Required action: From the data below, retype exactly the lines starting with the one that contains "Available tests: 21 (Disabled 12 classes and 6 tests)" and ending with the one that contains "went through successfully.", both included.

Supplied data:
PR #435, opened 2020-10-03
Add missing right parenthesis in SINT output

guusdk:
While running the Smack integration tests, a line like this is printed to std-out somewhere

    Available tests: 21 (Disabled 12 classes and 6 tests

There's a missing character on the end of that line, which makes the author of this commit twitch.
This commit adds the missing character, resulting in a line like this:

    Available tests: 21 (Disabled 12 classes and 6 tests)


vanitasvitae (approved):
This clearly indicates that the tests are not run often enough :D

adiaholic (approved):

vanitasvitae:
@Flowdalic it looks like although Github shows the travis pipeline as stagnant, the build actually went through successfully.

Could you restart the build, so that we don't loose track of this PR due to Github showing incomplete checks?

PR #436, opened 2020-10-03
In tests, use specific assertion implementation

guusdk:
Although this does not functionally change anything, the error messages that are generated by the more specific assert* methods can be helpful.

Take, for example, this assertion:

    assertTrue(muc.getOccupantsCount()==1);

When this assertion fails (https://github.com/igniterealtime/Openfire/pull/1721#issuecomment-703112496) then the most likely first question that a developer is going to ask is: "what was the count?" The assertion above would have printed something along these lines:

    org.opentest4j.AssertionFailedError: expected: <true> but was: <false>

That is not really helpful here. If, instead, a more specific assertion was used (like what's done in this commit), then someting like this would have been printed:

    org.opentest4j.AssertionFailedError: expected: 1 but was: 2

That provides more helpful information! On top of that, the code argably expresses intent better when using the latter form, especially when the assertions become more complex.

### DIFF
--- a/smack-integration-test/src/main/java/org/jivesoftware/smackx/muc/MultiUserChatIntegrationTest.java
+++ b/smack-integration-test/src/main/java/org/jivesoftware/smackx/muc/MultiUserChatIntegrationTest.java
@@ -16,7 +16,9 @@
  */
 package org.jivesoftware.smackx.muc;
 
+import static org.junit.jupiter.api.Assertions.assertEquals;
 import static org.junit.jupiter.api.Assertions.assertNotNull;
+import static org.junit.jupiter.api.Assertions.assertNull;
 import static org.junit.jupiter.api.Assertions.assertTrue;
 
 import java.util.List;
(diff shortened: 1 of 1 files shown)


adiaholic (approved):

guusdk:
*sigh* Even after taking extra time to compose this commit, something is still blocking the contribution. I've now spent about ten times more time on trying to mold and shape a PR in the desired format than the time that actually went in the code changes.

I'm sure that I can eventually get this to pass. I'm also sure that I really do not want to waste more of my time. My primary goal here was to give some advice to @adiaholic on how to slightly improve the way he writes tests. Mission accomplished.

adiaholic:
Thanks a lot for going out of your way to help me improve :)

Flowdalic:
Could either @guusdk  or @vanitasvitae squash the commits? Thanks.

guusdk:
Squashed.

PR #437, opened 2020-10-04
Fix MUC enter race condition

guusdk:
When joining/entering a Multi User Chat, the 'enter' method should not return before the internal state of the instance has been updated to reflect the join.

The internal state of `MultiUserChat` is managed b[y a listener that triggers on presence stanzas](https://github.com/igniterealtime/Smack/blob/5782fff2a48f4f58acd8e2c81ea9921ffe31351f/smack-extensions/src/main/java/org/jivesoftware/smackx/muc/MultiUserChat.java#L188). A stanza filter, triggered by the same presence stanza, is used in `enter()` to detect a successful join. This introduces a race condition.

The race condition manifests itself in scenarios like these:

        int before = muc.getOccupantsCount();
        MultiUserChat muc = mucManager.getMultiUserChat(mucAddress);
        muc.join(Resourcepart.from("nick"));
        int after = muc.getOccupantsCount();

Although the `join` on the third line is blocking, the `after` and `before` count can be equal. Assuming no other occupant changes occur, you would expect the count to have increased with one.

The race condition can be verified by adding a delay in the processing of presence updates, somewhere in this code: https://github.com/igniterealtime/Smack/blob/5782fff2a48f4f58acd8e2c81ea9921ffe31351f/smack-extensions/src/main/java/org/jivesoftware/smackx/muc/MultiUserChat.java#L188

The commit in this PR prevents the race condition by modifying `enter`, registering a listener that is triggered only after the presence update has been processed.

### DIFF
--- a/smack-extensions/src/main/java/org/jivesoftware/smackx/muc/MultiUserChat.java
+++ b/smack-extensions/src/main/java/org/jivesoftware/smackx/muc/MultiUserChat.java
@@ -385,7 +385,7 @@ public class MultiUserChat {
         // occupant (eg: #getOccupantsCount might return an incorrect number). To prevent this, this 'enter' method does
         // not return until after the internal state of this class has been updated to reflect that the user joined the muc.
         final ArrayDeque<EntityFullJid> queue = new ArrayDeque<>();
-        final ParticipantStatusListener internalStateUpdateListener = new DefaultParticipantStatusListener() {
+        final ParticipantStatusListener internalStateUpdateListener = new ParticipantStatusListener() {
             @Override
             public void joined(EntityFullJid participant) {
                 synchronized (this) {
--- a/smack-extensions/src/main/java/org/jivesoftware/smackx/muc/MultiUserChat.java
+++ b/smack-extensions/src/main/java/org/jivesoftware/smackx/muc/MultiUserChat.java
@@ -17,6 +17,7 @@
 
 package org.jivesoftware.smackx.muc;
 
+import java.util.ArrayDeque;
 import java.util.ArrayList;
 import java.util.Collection;
 import java.util.List;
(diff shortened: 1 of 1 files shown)


Fishbowler:
I've seen this flaky test a few times. Rerunning the job usually solves it, but it degrades the usefulness of fast feedback from CI.

https://github.com/Fishbowler/Openfire/pull/5/checks?check_run_id=1204127397

smack-extensions/src/main/java/org/jivesoftware/smackx/muc/MultiUserChat.java
```diff
@@ -377,16 +378,53 @@ private Presence enter(MucEnterConfiguration conf) throws NotConnectedException,
...
                             selfPresenceCollector).setStanzaFilter(presenceFromRoomFilter);
             // This stanza collector is used to reset the timeout of the selfPresenceCollector.
             presenceStanzaCollector = connection.createStanzaCollector(presenceStanzaCollectorConfguration);
+            final long waitStart = System.currentTimeMillis();
             presence = selfPresenceCollector.nextResultOrThrow(conf.getTimeout());
+
+            // Wait for the internal state of this instance of MultiUserChat to have been updated with the join.
+            long remainingWait = conf.getTimeout() - (System.currentTimeMillis() - waitStart);
+            outer:
+            while (remainingWait > 0) {
```
Flowdalic, line 415: This does nothing we never received the self-presence within the timeout period.

smack-extensions/src/main/java/org/jivesoftware/smackx/muc/MultiUserChat.java
```diff
@@ -377,16 +378,53 @@ private Presence enter(MucEnterConfiguration conf) throws NotConnectedException,
                         )
                     );
         // @formatter:on
+
+        // 'responseFilter' is triggered by the same stanza as org.jivesoftware.smackx.muc.MultiUserChat.presenceListener,
+        // a listener that is responsible for updating the internal state of this instance of MultiUserChat. This causes
+        // a race condition: after this 'enter' method returns, other methods might not yet be aware of the newly entered
+        // occupant (eg: #getOccupantsCount might return an incorrect number). To prevent this, this 'enter' method does
+        // not return until after the internal state of this class has been updated to reflect that the user joined the muc.
+        final ArrayDeque<EntityFullJid> queue = new ArrayDeque<>();
```
Flowdalic, line 387: Can't we simply use a blocking queue?

Flowdalic (commented):
Thanks, I am working on this based on my review.

Flowdalic:
Thanks for pointing this issue out. I opted for a slightly different solution in https://github.com/igniterealtime/Smack/commit/7e311ab9df129b843e4fbcf0905834673624f220

MartinHoerning:
> Thanks for pointing this issue out. I opted for a slightly different solution in [7e311ab](https://github.com/igniterealtime/Smack/commit/7e311ab9df129b843e4fbcf0905834673624f220)

Hi,
I had problems with this fix when switching to another MUC. When I call join() of the new MUC directly after leave() of the old MUC, it seams that sometimes the presenceListener of the new MUC gets some 'available' Presence that does not contain the PRESENCE_TO_SELF_110 status first. Only a second callback will then contain the PRESENCE_TO_SELF_110 status but this will not reach the 'processedReflectedSelfPresence = true;' line because of the previous presence. Thus the enter() will never finish.
I fixed it by checking for the PRESENCE_TO_SELF_110 even if an oldPresence is found.  
I'm completely new to xmpp and smack-extensions and found this while debugging foreign code. So I don't know if this is a bug or if I'm using it wrong.

Flowdalic:
Please post this in the smack community forums. It's better to discuss it there, instead of a closed PR.

PR #440, opened 2020-10-12
SINT: wait for notification filter to propagate

guusdk:
Several PEP-based Smack Integration Test Framework tests have been disabled in the CI pipeline for Openfire, as they frequently, but inconsistently, failed. The changes in this PR address that.

Each of these tests depend on a pubsub notification filter to be in place, to allow the intended recipient to receive a notification. A race condition exists where the setting of that filter competes with the publishing of data.

The changes in this PR add a synchronization point to explicitly wait for the filter to have been set, before proceeding to execute the test.

### DIFF
--- a/smack-integration-test/src/main/java/org/jivesoftware/smackx/geolocation/GeolocationIntegrationTest.java
+++ b/smack-integration-test/src/main/java/org/jivesoftware/smackx/geolocation/GeolocationIntegrationTest.java
@@ -17,6 +17,7 @@
 package org.jivesoftware.smackx.geolocation;
 
 import java.net.URI;
+import java.util.concurrent.TimeoutException;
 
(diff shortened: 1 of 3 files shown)


vanitasvitae (changes requested):
What is that `tatus` file that got changed?

guusdk:
Unsure how exactly I managed to get that `tatus` file committed. It's gone now.

Flowdalic:
Could you rebase this on the latest master? I think this introduces changes to existing tests and adds new ones. Ideally this would be in two separate commits

guusdk:
Rebased to current master, and refactored to make use of the change introduced in https://github.com/igniterealtime/Smack/pull/441

Flowdalic:
Merged as https://github.com/igniterealtime/Smack/commit/819ed87a178e71c6c40b70d6a5f079751337b51f

PR #441, opened 2020-10-14
Add method to remove registered CAPS listener

guusdk:
ServiceDiscoveryManager allows a listener for CAPS changes to be
registered. It should also allow to remove a previously registered
listener.


vanitasvitae (approved):
Good catch!

PR #442, opened 2020-10-24
OpenPgpManager: Expose methods to generate and import keys

vanitasvitae:
This PR exposes methods to generate OpenPGP keys in the OpenPgpManager.

The motivation for this change is to allow key generation without the user having to access the store.


Flowdalic:
Applied to the 4.4 branch as https://github.com/igniterealtime/Smack/commit/1a9ac238e85f4a3a028b4a23dde671bcc2170272

PR #444, opened 2020-11-09
Prevent premature reading of file transfer data

guusdk:
When reading from an inputstream, reading 0 bytes does not signal EOF.

I suspect that this is causing an issue where a file is (partially)
transferred, before being marked as 'cancelled'. Spark suffers from
this (SPARK-2200). Potentially affects files that contain multi-byte
characters more than others.

### DIFF
--- a/smack-extensions/src/main/java/org/jivesoftware/smackx/filetransfer/FileTransfer.java
+++ b/smack-extensions/src/main/java/org/jivesoftware/smackx/filetransfer/FileTransfer.java
@@ -209,7 +209,7 @@ public abstract class FileTransfer {
         int count = 0;
         amountWritten = 0;
 
-        while ((count = in.read(b)) > 0 && !getStatus().equals(Status.cancelled)) {
+        while ((count = in.read(b)) > -1 && !getStatus().equals(Status.cancelled)) {
             out.write(b, 0, count);
             amountWritten += count;
         }


Flowdalic:
`InputStream.read(b)` javadoc states

> If the length of b is zero, then no bytes are read and 0 is returned; otherwise, there is an attempt to read at least one byte. If no byte is available because the stream is at the end of the file, the value -1 is returned; otherwise, at least one byte is read and stored into b.

and since `b` size in this case, is non-zero, we should never see this method return zero.

So, while this does not apply the typical pattern of "read() until EOF/-1", I do not think the existing code is incorrect.

guusdk:
I agree with your reading of the javadoc that 0 cannot occur. However, what if it does? The InputStream that's being fed is one of our own creation that could have, or could in the future be modified to misbehave in this respect (would it, for example, be be possible to parse a block of data that is the equivalent of an empty bit of data?) Checking for -1 instead of 0 (or, alternatively, explicitly asserting that the value is not 0), would guard against this. Does it have a negative effect?

Flowdalic:
In that case I would use an `assert`:

```
        while ((count = in.read(b)) > 0) {
            // read() must never return 0, as it would violate read()'s API contract.
            assert(count != 0);

            if (getStatus().equals(Status.cancelled)) {
               break;
            }

            out.write(b, 0, count);
            amountWritten += count;
        }
```

Flowdalic:
Closing, feel free to re-open with an `assert` if you want.

PR #5428, opened 2020-11-16
[cli] Add tests to compare dev/prd image optimization

styfle:
Add E2E test for to test image optimization against `vc dev` as well as a prod deployment.

#### Tests

#### Code Review

- [x] Issue from task tracker has a link to this PR (CH13104)


juancampa (commented):
@styfle does `vc dev` return `last-modified`? That's something that people have asked about, imgix returns it and we simply forward it

styfle:
@juancampa No it does not. The `next dev` implementation uses `etag` instead (per @Timer) which is why it was omitted from these tests. See https://github.com/vercel/next.js/pull/18986

juancampa:
Got it, that's an inconsistency that we might want to fix later

juancampa (dismissed):

Timer:
@juancampa I think the inconsistency is inherent to the fact that Next.js is optimizing the image itself (thus has the Etag readily at its disposal) verses on Vercel where we proxy Imgix. I don't see the need to be consistent here.

juancampa:
I could see users being confused by etags appearing in their `vc dev` experience, but not in prod. But yeah, for now I think it's okay to accept that there are some (non fundamental) differences between the two environments

juancampa (approved):

Timer (approved):

packages/now-cli/test/dev/fixtures/30-next-image-optimization/vercel.json
```diff
@@ -0,0 +1,8 @@
+{
+  "version": 2,
+  "build": {
+    "env": {
+      "FORCE_BUILDER_TAG": "canary"
```
TooTallNate, line 5: Why is this necessary?

TooTallNate (approved):

packages/now-cli/test/dev/fixtures/30-next-image-optimization/vercel.json
styfle: Its not necessary but it will help us catch differences in `@vercel/next` canary before they go to stable

PR #5432, opened 2020-11-17
[build-utils] Remove `continue: true` from 404 route

AndyBitz:
#### Pull Request
Removes the `continue: true` from the 404 API route, so it'll be sorted at the end of the routing phase. Otherwise matching routes that will come afterwards get the 404 status applied, which is not correct if it exists.

#### Story
https://app.clubhouse.io/vercel/story/15143


styfle (commented):
This is only updating build utils but you need to update the CLI as well so it works correctly in vc dev, right?

I suspect we'll see dev tests fail without that.

styfle (approved):

dav-is (approved):

PR #5477, opened 2020-11-25
[routing-utils] More accurate schema

javivelasco:
This PR completes the routes schema to be more accurate for the provided type.
This will allow us to generate the type dynamically from the JSON Schema


packages/now-routing-utils/src/schemas.ts
```diff
@@ -2,94 +2,126 @@
...
+			  enum: [
+				"error",
+				"filesystem",
+				"hit",
+				"miss",
+				"resource",
+				"rewrite",
+			  ]
+			},
+			src: {
```
dav-is: `handle` should be the only property here

dav-is (commented):
Looks good otherwise. How come tests are failing?

styfle (changes requested):
The tests are failing because a route with the `handle` property cannot have other properties (see the TS types for an example)

packages/now-routing-utils/src/schemas.ts
```diff
@@ -2,94 +2,115 @@
...
+			},
+			status: {
+			  type: 'integer',
+			  minimum: 100,
+			  maximum: 999,
+			},
+			locale: {
+			  type: 'object',
+			  additionalProperties: false,
+			  required: ['redirect', 'cookie'],
```
styfle: @ijjk Are the redirect/cookie props required on the locale?

styfle (commented):
Not sure about locale either

packages/now-routing-utils/src/schemas.ts
ijjk: `cookie` is optional as far as I know but `redirect` is required for the `locale` route

javivelasco: I've updated it so that all properties are optional but it requires at least one to be provided. That way it is matching all of the tests so everything should be fine.

I had to change the type assertions for errors though because the schema changed and the returned errors are not the same. The only "problem" is that error messages would be different maybe not that intuitive but that's a price to pay to have a strict validation. Before this updated the contents of some objects could include anything.

styfle (approved):
Looks good once all the tests pass, thanks 👍

ijjk (approved):

PR #5526, opened 2020-12-07
[next] Add public dir check and update tests

### LINKED ISSUE #19239: Verify Next.js reads  `public` directory from next to the `.next` directory
# Bug report

## Describe the bug

When you run `next build abc/` and then `next start abc/`, we need to verify that the `public` directory (and likely `tsconfig.json`) is read from the `abc/` directory.

This verification extends into the Vercel builder.

### LINKED ISSUE #19599: Nested public folder is ignored by the Next.js builder
# Bug report

## Describe the bug

If there's a nested `public` folder, like `public/public/icon.png`, `icon.png` should be available under `/public/icon.png`. But in the case of Vercel that's currently not the case and it will be under `/icon.png`.

## To Reproduce

Add a file under `public/public` and deploy to Vercel. Locally it works fine with `next dev` and `next start`.

## System information

- Version of Next.js: 10.0.1

ijjk:
This updates out public directory check to fallback to checking the same directory level as the configured `outputDirectory`, fixes public files output names to not un-necessarily remove the `/public` prefix as the files aren't prefixed with this by default, and also updates our i18n revalidate tests to be stabilized by checking for revalidations more than just once and failing. 

x-ref: https://github.com/vercel/vercel/discussions/5512#discussioncomment-147163
Fixes: https://github.com/vercel/next.js/issues/19599
Closes: https://github.com/vercel/next.js/issues/19239


packages/now-next/test/fixtures/00-i18n-support-root-catchall/additional.js
```diff
@@ -121,14 +187,27 @@ module.exports = function (ctx) {
...
+        throw new Error(`Invalid status code ${res.status}`);
+      }
+      const $ = cheerio.load(await res.text());
+      const props = JSON.parse($('#props').text());
+
+      if (isNaN(props.random)) {
+        throw new Error(`Invalid random value ${props.random}`);
+      }
+      return initialRandom !== props.random ? 'success' : 'failed';
+    }, 'success');
```
styfle: Can this be a shared function like `checkRandomChanged()` to avoid copy/pasta?

test/lib/run-build-lambda.js
```diff
@@ -11,13 +12,21 @@ function runAnalyze(wrapper, context) {
 async function runBuildLambda(inputPath) {
   const inputFiles = await glob('**', inputPath);
   const nowJsonRef = inputFiles['vercel.json'] || inputFiles['now.json'];
-  expect(nowJsonRef).toBeDefined();
+
+  if (typeof expect !== 'undefined') {
```
styfle, line 16: Is `expect` undefined in some cases? 🤔

ijjk: Added this to allow requiring this util outside of tests

Timer (dismissed):
Seems fine as it's non-breaking for the condition of 2x `public/` folders. 

The sudden inclusion of the `public/` folder is prob a welcomed bugfix, even tho "breaking" in some edge cases.

I'd really like to see this done via a manifest emitted from Next.js tho—however, we can do that in the future. This is because I'm worried that we're diverging from how Next.js itself works, meaning we have a discrepancy that may start biting users.

TooTallNate (dismissed):

packages/now-next/test/fixtures/00-i18n-support-root-catchall/additional.js
ijjk: Added a function to de-dupe this a bit

styfle (approved):

TooTallNate (approved):

Timer (approved):

PR #5614, opened 2020-12-29
[next] share cache between `nft` runs

Timer:
This should result in faster Lambda tracing, as it avoids duplicate work.

This is a performance optimization that doesn't need additional tests. The existing tests should catch if this introduces a bug.

---

### Related Issues

N/A

#### Tests

#### Code Review


styfle (approved):
Sounds good as long as the file system is the same between the two traces 👍

ijjk (approved):

PR #5618, opened 2020-12-31
[next] Ensure 404 is static with _app.GIP and 404 GSP

### LINKED ISSUE #19849: SSG doesn't work for 404 error pages in Vercel environment when using getInitialProps on _app
# Bug report
SSG doesn't work for 404 error pages in Vercel environment when using getInitialProps on _app

## Describe the bug
Since there is still no support for [getStaticProps on _app](https://github.com/vercel/next.js/discussions/10949), I'm forced to keep using getInitialProps on _app to fetch common data for shared components (header, footer, seo, ...). Up until this point, I had no problems with this approach since I'm using getStaticProps to fetch data in all of my pages, and this **does not** opt-out of SSG. So only downside is that my website cannot use automatic static optimization.

However, today I noticed that when I go to page that does not exists and I get redirected to a 404 error page, I see changes in header that were made after the build. What is even more strange is that even when I clear all of my cache, on all subsequent requests to this page, changes in header are no longer reflected. **But** they still are reflected on 404 pages that i didn't access yet (but also only on the first access). The way it works closely resembles how Incremental Static Generation works.

It is important to note that I'm returning an empty getStaticProps in this page also, since I want the 404 error page to be also able to utilize SSG (since I'm using getInitialProps on _app and this is not automatic). (See screenshots below)

When seeing the build log, I get a full dot next to the 404 page meaning the page is statically pre-generated.

When running `npm run build` and `npm run start` on localhost, this issue does not occur. Not even when exporting to serverless environment (target: 'serverless' in next.config). But once I push the project to Vercel, the problem arises. From what I have discovered during my research, this bug is exclusive to Vercel environment.

## To Reproduce

1. Run getInitialProps on _app
2. Create a custom 404 error page with empty getStaticProps
3. Push to Vercel
4. Go to a page that does not exist

## Expected behavior

I expect the page to be statically generated since that is what I'm seeing from the build output.

## Screenshots
Custom 404:
Screenshot 2020-12-04 at 19 41 13
Build output:
Screenshot 2020-12-04 at 19 46 03

## System information

- OS: macOS 11.0.1
- Browser: Chrome 87.0.4280.88
- Version of Next.js: 10.0.3
- Version of Node.js: 12.14.1
- Deployment: Vercel

## Additional context

During my research I also discovered that getStaticProps is not passing data to custom 404 component. I don't know if that's intentional. I didn't find it mentioned anywhere in the documentation though.

ijjk:
This ensures when generating a static 404 using `getStaticProps` in `/404.js` that the resulting file isn't a `Prerender` output unless `revalidate` is used otherwise the `/404.js` `getStaticProps` will be unexpectedly called during runtime for each 404 path. 
 
### Related Issues

Fixes: https://github.com/vercel/next.js/issues/19849

#### Tests

#### Code Review

### DIFF
--- a/packages/now-next/src/index.ts
+++ b/packages/now-next/src/index.ts
@@ -1831,7 +1831,11 @@ export async function build({
           });
         }
 
-        if (!canUsePreviewMode) {
+        // If revalidate isn't enabled we force the /404 route to be static
+        // to match next start behavior otherwise getStaticProps would be
+        // recalled for each 404 URL path since Prerender is cached based
+        // on the URL path
+        if (!canUsePreviewMode || (hasPages404 && routeKey === '/404')) {
           htmlFsRef.contentType = htmlContentType;
           prerenders[outputPathPage] = htmlFsRef;
           prerenders[outputPathData] = jsonFsRef;
--- a/packages/now-next/test/integration/gip-gsp-404/next.config.js
+++ b/packages/now-next/test/integration/gip-gsp-404/next.config.js
@@ -1,0 +1,5 @@
+module.exports = {
+  generateBuildId() {
+    return 'testing-build-id';
+  },
+};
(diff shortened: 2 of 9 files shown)


Timer (approved):
LGTM if tests pass

styfle (approved):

Expected answer:
    Available tests: 21 (Disabled 12 classes and 6 tests)


vanitasvitae (approved):
This clearly indicates that the tests are not run often enough :D

adiaholic (approved):

vanitasvitae:
@Flowdalic it looks like although Github shows the travis pipeline as stagnant, the build actually went through successfully.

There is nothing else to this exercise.